Preparando MOJI
This is the harder version of the problem. In this version, $$$1 \le n \le 2\cdot10^5$$$. You can hack this problem if you locked it. But you can hack the previous problem only if you locked both problems.
The problem is to finish $$$n$$$ one-choice-questions. Each of the questions contains $$$k$$$ options, and only one of them is correct. The answer to the $$$i$$$-th question is $$$h_{i}$$$, and if your answer of the question $$$i$$$ is $$$h_{i}$$$, you earn $$$1$$$ point, otherwise, you earn $$$0$$$ points for this question. The values $$$h_1, h_2, \dots, h_n$$$ are known to you in this problem.

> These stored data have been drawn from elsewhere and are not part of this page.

Issue #413, opened 2023-12-07
Standalone ICE agent?


thomaseizinger:
I am back with another inquiry! :)

Currently, I am trialing usage of str0m's `IceAgent` in a project that just needs ICE but nothing else around WebRTC. In particular, we don't want to pull in openssl as a dependency. I have a few small patches locally that publicly export a handful APIs around the `ice` module. However, I also have one that pretty much comments out everything that deals with `openssl` which is just a hack for now.

I would like to get some opinions on what a collaborative and useful way forward is. I think a SANS-IO & compliant ICE implementation is something really useful so I don't really want to fork `str0m` longterm. The `ice` module also depends on the `io` and `parser` module which makes extracting it not quite straight-forward. Additionally, splitting up `str0m` into multiple crates creates an additional maintenance burden.

I think extracting a dedicated `str0m-ice` crate (name to be bike-shedded) would make the most sense:

- The dependency on `parser` could be avoided by removing `Candidate::from_sdp_string`. This one is actually a circular dependency so could be argued shouldn't exist in the first place.
- The dependency on `io` is a bit trickier. To do message parsing, [`stun_codec`](https://github.com/sile/stun_codec) could be used. I've had good experiences with it. Alternatively, something like `str0m-stun` would have to be introduced that handles message parsing.
- The rest of IO, i.e. all the SANS-IO modelling would either also have to go into a dedicated crate or perhaps inlined into `str0m-ice`? 

Curious to hear your thoughts!

thomaseizinger:
Thank you for the comment!

> Related to that, str0m's ICE isn't strictly RFC compliant – it's compatible. A [simplifying assumption](https://github.com/algesten/str0m/blob/main/docs/ice.md?rgh-link-date=2023-12-07T20%3A31%3A15Z#one-to-one-relationship-ice-agent---session---data-stream) is that there is one agent instance per peer connection, and there is only a single stream/component to negotiate.

This is okay for us. We don't even want any streams, I just want to use ICE to hole-punch a connection!

> We should consider the long term goals of such crate. Full RFC compliance? Line-by-line translation of libWebRTC? Nothing more than we have?

I'd be pragmatic here and suggest that to begin with, it can be whatever is useful to you and whichever other projects come along. Full RFC compliance could be a novel goal although I'd favor compatibility over it. Most notably for our usecase, only str0m <> str0m needs to be compatible!

[...]

PR #446, opened 2024-01-21
feat: always use `sha1` crate for sha1-hmac

thomaseizinger:
Currently, `openssl` is used to perform SHA1-HMAC on Windows. The module's comment states that `sha1-asm` does not work on Windows which is true. It would only work on the `windows-gnu` toolchain but that one breaks `openssl`. If https://github.com/RustCrypto/asm-hashes/issues/45 were resolved, we could also compile `sha1` asm on `windows-msvc`.

Simply disabling the `asm` feature on Windows seems to be the best trade-off. This makes things slower on Windows.

As part of this refactoring, I designed the new `sha1-hmac` functionality to be stateless which ended up deleting the `RtpHmac` trait. This trait was only implemented on one type which suggests that it wasn't a very good use of a `trait` anyway.

This is the first step in making the `openssl` dependency optional as discussed in https://github.com/algesten/str0m/issues/413.


thomaseizinger:
> Simply disabling the `asm` feature on Windows seems to be the best trade-off. This makes things slower on Windows.

@algesten Is that acceptable? I think the proper fix for this performance regression would be to do https://github.com/RustCrypto/asm-hashes/issues/45 for the `sha1` crate. I have not written assembly code before, so perhaps somebody with more experience on that front could tackle this and restore the performance after merging this?

I am also open to other suggestions but I think we will have to stop using `openssl` for `sha1-hmac` in order to make it entirely optional.

src/rtp/srtp.rs
```diff
@@ -147,13 +146,16 @@ impl SrtpContext {
             #[cfg(feature = "_internal_test_exports")]
             Derived::PassThrough => input.to_vec(),
             Derived::Aes128CmSha1_80 {
-                hmac, salt, enc, ..
+                hmac_key,
```
algesten, line 149: How about calling it just `key`, so we can avoid all these destructures to format vertically?

algesten (approved):
Thanks!

Overall LGTM. My only issue is a code style one with all these vertical formattings.

algesten:
@xnorpx since performance on Windows is very important to you guys, can you weigh in here?

src/rtp/srtp.rs
thomaseizinger: Okay!

xnorpx:
@algesten we are currently only running str0m on Linux servers, while we would like to prototype clients on Windows is more long term. 

Even so, not having the asm optimizations would not be a blocker to get running and compiling and the cargo.toml comments point that there is optimization improvement if the issue is resolved.

So I think it's fine to remove asm for now on Windows and unblock for the feature work of making openssl a feature.

algesten:
Great! Thanks!

src/crypto.rs
```diff
@@ -0,0 +1,13 @@
+pub fn sha1_hmac(key: &[u8], payloads: &[&[u8]]) -> [u8; 20] {
+    use hmac::Hmac;
+    use hmac::Mac;
+    use sha1::Sha1;
+
+    let mut hmac = Hmac::<Sha1>::new_from_slice(key).unwrap();
```
xnorpx, line 6: this unwrap will never hit?

thomaseizinger: The same `unwrap` was present in the previous `From` impl for `Sha1`. It is an internal API, let me see what we can do about it!

algesten: It's ok to unwrap internally, but there should be a comment of why it is fine.

thomaseizinger: Interesting, I think this can be hit if the provided STUN password is not 20 bytes long. @algesten Any input on this?

thomaseizinger: No, `Hmac` normalizes the key to 20 bytes: https://github.com/RustCrypto/MACs/blob/1a674e4c162222468b13c8b87265f4eda52b6531/hmac/src/lib.rs#L113.

thomaseizinger:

However, you have a mistake in your program. It moves the answer clockwise! Consider all the $$$n$$$ answers are written in a circle. Due to the mistake in your program, they are shifted by one cyclically.
Formally, the mistake moves the answer for the question $$$i$$$ to the question $$$i \bmod n + 1$$$. So it moves the answer for the question $$$1$$$ to question $$$2$$$, the answer for the question $$$2$$$ to the question $$$3$$$, ..., the answer for the question $$$n$$$ to the question $$$1$$$.
We call all the $$$n$$$ answers together an answer suit. There are $$$k^n$$$ possible answer suits in total.
You're wondering, how many answer suits satisfy the following condition: after moving clockwise by $$$1$$$, the total number of points of the new answer suit is strictly larger than the number of points of the old one. You need to find the answer modulo $$$998\,244\,353$$$.
For example, if $$$n = 5$$$, and your answer suit is $$$a=[1,2,3,4,5]$$$, it will submitted as $$$a'=[5,1,2,3,4]$$$ because of a mistake. If the correct answer suit is $$$h=[5,2,2,3,4]$$$, the answer suit $$$a$$$ earns $$$1$$$ point and the answer suite $$$a'$$$ earns $$$4$$$ points. Since $$$4 > 1$$$, the answer suit $$$a=[1,2,3,4,5]$$$ should be counted.
The first line contains two integers $$$n$$$, $$$k$$$ ($$$1 \le n \le 2\cdot10^5$$$, $$$1 \le k \le 10^9$$$) — the number of questions and the number of possible answers to each question.
The following line contains $$$n$$$ integers $$$h_1, h_2, \dots, h_n$$$, ($$$1 \le h_{i} \le k)$$$ — answers to the questions.
Output one integer: the number of answers suits satisfying the given condition, modulo $$$998\,244\,353$$$.
3 3 1 3 1
9
5 5 1 1 4 2 2
1000
6 2 1 1 2 2 1 1
16
For the first example, valid answer suits are $$$[2,1,1], [2,1,2], [2,1,3], [3,1,1], [3,1,2], [3,1,3], [3,2,1], [3,2,2], [3,2,3]$$$.